Comprar una vivienda se ha convertido en una pesadilla para millones de chinos, especialmente aquellos que residen en las grandes ciudades, debido a los precios imposibles del mercado inmobiliario. Por eso el Gobierno está dispuesto a ponerse manos a la obra con un doble propósito: evitar la excesiva subida de precios y echar agua al fuego de un mercado sobrecalentado que puede estallar en cualquier momento.

En abril de 2010 entró en vigor la llamado guo shi tiao, una prohibición según la cual cada familia sólo podía adquirir una vivienda. La medida, implementada inicialmente en la capital, pronto se extendió a los principales núcleos urbanos de China, como Shanghai, Guangzhou, Tianjin, o Nanjing, y años más tarde pasaría a convertirse en un requisito extendido a todas las urbes del país.

Promoción inmobiliaria en Nanjing
Foto: China Daily

Para poner en práctica esta restricción, el Gobierno chino limitó desde un primer momento la compra de una segunda vivienda, encareciendo los requisitos de acceso a las familias que ya fueran propietarias, como el aumento del precio de la entrada (hasta un 50%) o los tipos de interés.

Sin embargo, muchas parejas encontraron la manera de darle la vuelta a la prohibición por la vía civil. Se divorciaban legalmente (aunque no de facto) para evitar pagar más por una segunda casa.

Pekín advirtió que el importante aumento en el número de divorcios, especialmente los que tenían lugar en grandes ciudades, tenían en realidad un fin oculto: el de conseguir hacerse con una segunda vivienda.

Por eso, desde finales del año pasado, el Banco Central de China ha decidido tomar cartas en el asunto penalizando los requisitos financieros a todas aquellas parejas que decidan divorciarse hasta un año después de haber firmado una hipoteca.

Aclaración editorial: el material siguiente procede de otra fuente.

PR #424, opened 2015-12-16
Add support for partial writes in websockets transport

### LINKED ISSUE #416: [Videoroom] "SyntaxError: JSON.parse: expected ',' or '}' after property value in object" in FF
Hi guys,

I continue playing with Janus and now I am testing video room. Today I faced issue which should be fixed for sure.

I noticed that firefox browser can't parse messages which come from janus. Especially big messages with SDP inside.

I added some log traces to the janus_websockets.c. This is result:
https://gist.github.com/idubinets/a666e02c1ca95825d3ff

notice: 
Sent 4796/4798 bytes

two bytes were not sent!

Thanks,
Ivan

lminiero:
Fixes #416, to test.

### DIFF
--- a/transports/janus_websockets.c
+++ b/transports/janus_websockets.c
@@ -799,7 +799,7 @@ static int janus_websockets_callback(struct libwebsocket_context *this,
 				/* Check if we have a pending/partial write to complete first */
 				if(ws_client->buffer && ws_client->bufoffset > 0
 						&& !ws_client->destroy && !g_atomic_int_get(&stopping)) {
-					int pending = ws_client->buflen - ws_client->bufoffset;
+					int pending = ws_client->buflen - ws_client->bufoffset - LWS_SEND_BUFFER_POST_PADDING;
 					JANUS_LOG(LOG_VERB, "[WSS-%p] Completing pending WebSocket write (still need to write last %d/%d bytes)...\n",
 						wsi, pending, ws_client->buflen - LWS_SEND_BUFFER_PRE_PADDING);
 					int sent = libwebsocket_write(wsi, ws_client->buffer + ws_client->bufoffset, pending, LWS_WRITE_TEXT);
@@ -823,12 +823,12 @@ static int janus_websockets_callback(struct libwebsocket_context *this,
 					int buflen = LWS_SEND_BUFFER_PRE_PADDING + strlen(response) + LWS_SEND_BUFFER_POST_PADDING;
 					if(ws_client->buffer == NULL) {
 						/* Let's allocate a shared buffer */
-						JANUS_LOG(LOG_WARN, "[WSS-%p] Allocating %d bytes (response is %zu bytes)\n", wsi, buflen, strlen(response));
+						JANUS_LOG(LOG_VERB, "[WSS-%p] Allocating %d bytes (response is %zu bytes)\n", wsi, buflen, strlen(response));
 						ws_client->buflen = buflen;
 						ws_client->buffer = g_malloc0(buflen);
 					} else if(buflen > ws_client->buflen) {
 						/* We need a larger shared buffer */
-						JANUS_LOG(LOG_WARN, "[WSS-%p] Re-allocating to %d bytes (was %d, response is %zu bytes)\n", wsi, buflen, ws_client->buflen, strlen(response));
+						JANUS_LOG(LOG_VERB, "[WSS-%p] Re-allocating to %d bytes (was %d, response is %zu bytes)\n", wsi, buflen, ws_client->buflen, strlen(response));
 						ws_client->buflen = buflen;
 						ws_client->buffer = g_realloc(ws_client->buffer, buflen);
 					}
@@ -839,6 +839,7 @@ static int janus_websockets_callback(struct libwebsocket_context *this,
 					if(sent > -1 && sent < (int)strlen(response)) {
 						/* We couldn't send everything in a single write, we'll complete this in the next round */
 						ws_client->bufoffset = LWS_SEND_BUFFER_PRE_PADDING + sent;
+						JANUS_LOG(LOG_VERB, "[WSS-%p]   -- Couldn't write all bytes, setting offset %d\n", wsi, ws_client->bufoffset);
 					} else {
 						/* We can get rid of the message */
 						g_free(response);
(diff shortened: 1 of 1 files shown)


idubinets:
I like your project and suggesting some ideas to improve it

I want help you some way, but I don't like C development, you guys already added a lot of code and these huge files with ton of lines are driving me crazy :-)

so I will suggest stuff, but you decide what is good what is not ;-)

transports/janus_websockets.c
```diff
@@ -790,17 +794,46 @@ static int janus_websockets_callback(struct libwebsocket_context *this,
...
 			if(!ws_client->destroy && !g_atomic_int_get(&stopping)) {
 				janus_mutex_lock(&ws_client->mutex);
-				/* Shoot all the pending messages first */
+				/* Check if we have a pending/partial write to complete first */
+				if(ws_client->partial_message && ws_client->partial_offset > 0
+						&& !ws_client->destroy && !g_atomic_int_get(&stopping)) {
+					int pending = strlen(ws_client->partial_message) - ws_client->partial_offset;
+					JANUS_LOG(LOG_VERB, "[WSS-%p] Completing pending WebSocket write (still need to write last %d/%zu bytes)...\n",
+						wsi, pending, strlen(ws_client->partial_message));
+					int sent = libwebsocket_write(wsi, (unsigned char *)(ws_client->partial_message + ws_client->partial_offset), pending, LWS_WRITE_TEXT);
```
ploxiln: The partial_message doesn't include the post-padding.
The easy fix is to set `partial_message = buf` instead of `partial_message = response`, below.

But I guess that if less than the response was sent, the 4 bytes in buf after the last byte that was sent are clobbered by the libwebsocket framing, and response needs to be copied to buf again.

I also wonder if it wouldn't be reasonable to pick a maximum size for buf, and make it an array on the stack, to avoid the extra malloc/free.

lminiero: > The partial_message doesn't include the post-padding

That's done on purpose, as I followed this example [here](http://ml.libwebsockets.org/pipermail/libwebsockets/2014-November/001450.html): I guess the idea is that you're explicitly saying, this way, that this is part of a previous message you didn't complete, while padding would make it send a new frame, but not sure about this. Anyway it seemed to work as expected in my tests.

> I also wonder if it wouldn't be reasonable to pick a maximum size for buf, and make it an array on the stack, to avoid the extra malloc/free.

Since libwebsockets is single threaded and so you'd never write twice at the same time, it might be a good idea. I'm just hesitant at setting a maximum size, as in normal cases the only reason you might not send everything are TCP buffers, and so we might want to at least try pass everything we can. On the other hand, a static buffer to re-use would always have the safe padding, and would avoid the risk of writing over parts not allocated in a buffer. I'll give this a thought and a go later.

ploxiln: The example you link to uses the same buffer for the subsequent partial sends as it used for the first attempt, and presumably that buffer `pss-buf` still has the pre-padding and post padding space. In your usage, you use a different buffer for the first write (one with padding) vs for subsequent writes (one without).

You're not really explicitly saying anything by including or not including the padding - it doesn't know whether or not the buffer extends before the start or after the length, it just assumes it does if appropriate.

Now that I think about this interface more, and see that the example does not worry about the tail part of the framing (which goes in the POST_PADDING space) landing in the middle of the message if the write is partial, I think I see how the interface works - multiple write calls can continue the same websocket framed message (it is over tcp after all), the websocket client state must remember if the previous write was incomplete.

lminiero: > Now that I think about this interface more, and see that the example does not worry about the tail part of the framing (which goes in the POST_PADDING space) landing in the middle of the message if the write is partial, I think I see how the interface works - multiple write calls can continue the same websocket framed message (it is over tcp after all), the websocket client state must remember if the previous write was incomplete (and if so, omit the head part of the framing).

Yes, that's what I thought: not sure if it checks this by looking at the beginning of the new write to match it to what it couldn't write before, even though that sounds feeble. I guess I might add a shared buffer for all writes, but if we make it static we're putting a cap on the max size of packets (and possibly reserving much more than needed for the whole duration of the session), and if we make it dynamic we'll have to realloc when needed.

lminiero: Looking at the lws_write code, from what I understood it seems we do not need to have the additional padding if we're continuing a partial write: https://github.com/warmcat/libwebsockets/blob/6d64539fcbab0143903a549430445ff039a3aa52/lib/output.c#L271
There's a flag called ```inside_frame``` that is reset if all the message was sent:
https://github.com/warmcat/libwebsockets/blob/6d64539fcbab0143903a549430445ff039a3aa52/lib/output.c#L491
If it's not, it goes to a different branch of the code, which I guess makes sure that only the bytes are sent. I'll have to do a better check later to see if that's indeed the case.

lminiero:
This new patch uses a shared buffer for outgoing messages, since libwebsockets is single-threaded and so we're never going to use it from different contexts. The buffer is enlarged when needed, and handles partial writes by just making use of an offset variable.

transports/janus_websockets.c
```diff
@@ -924,17 +975,54 @@ static int janus_websockets_admin_callback(struct libwebsocket_context *this,
 			}
 			if(!ws_client->destroy && !g_atomic_int_get(&stopping)) {
 				janus_mutex_lock(&ws_client->mutex);
-				/* Shoot all the pending messages first */
+				/* Check if we have a pending/partial write to complete first */
+				if(ws_client->buffer && ws_client->bufoffset > 0
+						&& !ws_client->destroy && !g_atomic_int_get(&stopping)) {
+					int pending = ws_client->buflen - ws_client->bufoffset - LWS_SEND_BUFFER_POST_PADDING;
```
ploxiln: `ws_client->buflen` is based on the longest response sent so far, not on the length of the current response. So `pending` can be larger than it should be.

lminiero: You're right, what a rookie mistake, I need to keep the response length
somewhere and use that instead... I'll be far from home until Sunday, I'll
fix that when I'm back.
Il 24/dic/2015 03:33, "Pierce Lopez" <notifications@github.com> ha scritto:

lminiero: Pushed a new commit while I'm almost literally with one foot out of the door! Hope I got it right this time, otherwise this will definitely have to wait till Sunday...

transports/janus_websockets.c
```diff
@@ -924,17 +982,57 @@ static int janus_websockets_admin_callback(struct libwebsocket_context *this,
...
+					JANUS_LOG(LOG_VERB, "[AdminWSS-%p]   -- Sent %d/%zu bytes\n", wsi, sent, strlen(response));
+					if(sent > -1 && sent < (int)strlen(response)) {
+						/* We couldn't send everything in a single write, we'll complete this in the next round */
+						ws_client->bufpending = strlen(response) - sent;
+						ws_client->bufoffset = LWS_SEND_BUFFER_PRE_PADDING + sent;
+						JANUS_LOG(LOG_VERB, "[AdminWSS-%p]   -- Couldn't write all bytes (%d missing), setting offset %d\n",
+							wsi, ws_client->bufpending, ws_client->bufoffset);
+					} else {
+						/* We can get rid of the message */
+						g_free(response);
```
ploxiln: since response was already copied into buffer, and you'll complete partial writes with buffer, I think you should free "response" message in all cases

lminiero: :+1:

lminiero:
Merging as, dumb mistakes aside (which have been fixed), this seems to be fixing the original broken scenario.

PR #426, opened 2015-12-16
fix leak of component (timeout) source

### LINKED ISSUE #421: possible leak of janus_ice_component GSource
I was valgrind-ing again and noticed this, after "cleanly" ending all sessions and stopping janus-server:

```
==8708== 680 (520 direct, 160 indirect) bytes in 5 blocks are definitely lost in loss record 661 of 680
==8708==    at 0x4C2CC70: calloc (in /usr/lib/valgrind/vgpreload_memcheck-amd64-linux.so)
==8708==    by 0x532E668: g_malloc0 (in /lib/x86_64-linux-gnu/libglib-2.0.so.0.4002.0)
==8708==    by 0x5326C36: g_source_new (in /lib/x86_64-linux-gnu/libglib-2.0.so.0.4002.0)
==8708==    by 0x53299B8: g_timeout_source_new (in /lib/x86_64-linux-gnu/libglib-2.0.so.0.4002.0)
==8708==    by 0x41BB4A: janus_ice_cb_new_selected_pair (ice.c:1437)
==8708==    by 0x720CADB: ffi_call_unix64 (in /usr/lib/x86_64-linux-gnu/libffi.so.6.0.1)
==8708==    by 0x720C40B: ffi_call (in /usr/lib/x86_64-linux-gnu/libffi.so.6.0.1)
==8708==    by 0x509FBF7: g_cclosure_marshal_generic (in /usr/lib/x86_64-linux-gnu/libgobject-2.0.so.0.4002.0)
==8708==    by 0x509F3B7: g_closure_invoke (in /usr/lib/x86_64-linux-gnu/libgobject-2.0.so.0.4002.0)
==8708==    by 0x50B0D3C: signal_emit_unlocked_R (in /usr/lib/x86_64-linux-gnu/libgobject-2.0.so.0.4002.0)
==8708==    by 0x50B7BF0: g_signal_emitv (in /usr/lib/x86_64-linux-gnu/libgobject-2.0.so.0.4002.0)
==8708==    by 0x4E435EF: agent_unlock_and_emit (in /opt/janus-gateway/lib/libnice.so.10.6.2)
```

Considering I can't find any leaks of the component itself or other members of it, it looks unlikely to me that the code forgets to free `component->source`, and more likely that `janus_ice_cb_new_selected_pair()` is called twice for a component, and re-assigns to a non-NULL `source` with `g_timeout_source_new()`.

In fact, `janus_ice_cb_new_selected_pair()` has code to free an existing `component->selected_pair`, but not for `component->source`. Does that make sense?

ploxiln:
attempt to fix #421 - seems to work for me, but I'm not familiar with stuff, and don't know if it's correct in all cases

### DIFF
--- a/dtls.c
+++ b/dtls.c
@@ -760,8 +760,7 @@ gboolean janus_dtls_retry(gpointer stack) {
 		JANUS_LOG(LOG_VERB, "[%"SCNu64"]  DTLS already set up, disabling retransmission timer!\n", handle->handle_id);
 		if(component->source != NULL) {
 			g_source_destroy(component->source);
-			if(G_IS_OBJECT(component->source))
-				g_object_unref(component->source);
+			g_source_unref(component->source);
 			component->source = NULL;
 		}
 		return FALSE;
--- a/ice.c
+++ b/ice.c
@@ -1169,8 +1169,7 @@ void janus_ice_component_free(GHashTable *components, janus_ice_component *compo
 	component->stream = NULL;
 	if(component->source != NULL) {
 		g_source_destroy(component->source);
-		if(G_IS_OBJECT(component->source))
-			g_object_unref(component->source);
+		g_source_unref(component->source);
 		component->source = NULL;
 	}
 	if(component->dtls != NULL) {


lminiero:
That's most definitely the right approach, as it's what this sample does as well:
http://es.gnu.org/~aleksander/glib/test-gsource.c

Not sure why I used the ```g_object_unref``` instead of ```g_source_unref```: I think I found it in some tutorial or example and replicated the same thing, but ```g_source_unref``` is surely the method to use. Apparently, we were [not the only ones](https://sigquit.wordpress.com/2010/01/05/g_source_unref-and-g_source_destroy-are-your-friends/) to be confused about this :smile:

ploxiln:
thanks for reviewing :)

Bloque de viviendas en Beijing. Foto: China.org.cn

La medida es especialmente draconiana, ya que no solo corta de raíz la ‘rebaja’ para adquirir una segunda vivienda, sino que además se encarecen las amortizaciones de aquellas que ya tengan hipotecadas. Es decir, por el mero hecho de divorciarse, los hipotecados se verán obligados a pagar más por su vivienda, quieran o no quieran hacerse con otra.

Además de las restricciones a la demanda, Pekín también está dispuesto a cortar por los sano en la oferta.

Según la agencia de noticias Xinhua, esta primavera el Gobierno chino ha instado a 15 portales de internet sobre empresas inmobiliarias a ‘suavizar’ los reclamos publicitarios demasiado agresivos.

En concreto, el Gobierno no ve con buenos ojos que las empresas inmobiliarias instiguen a sus futuros clientes a conseguir ‘buenos retornos de inversión’ o ‘buen feng shui’, so pretexto que estos anuncios acaben generando un fuerte clima de especulación de la vivienda que dispare todavía más el metro cuadrado de lugares donde ni quiera se ha empezado a construir.

“Las grandes ciudades solo representan de un 5 a un 7 % del total del mercado de inmobiliario de pisos en propiedad –afirma el director de inversiones chinas de Standard and Poors Seb Lewis a la cadena CNBC, con lo que lo más probable es que el Gobierno redoble sus esfuerzos para enfriar ese mercado. Esperemos que no sea demasiado tarde.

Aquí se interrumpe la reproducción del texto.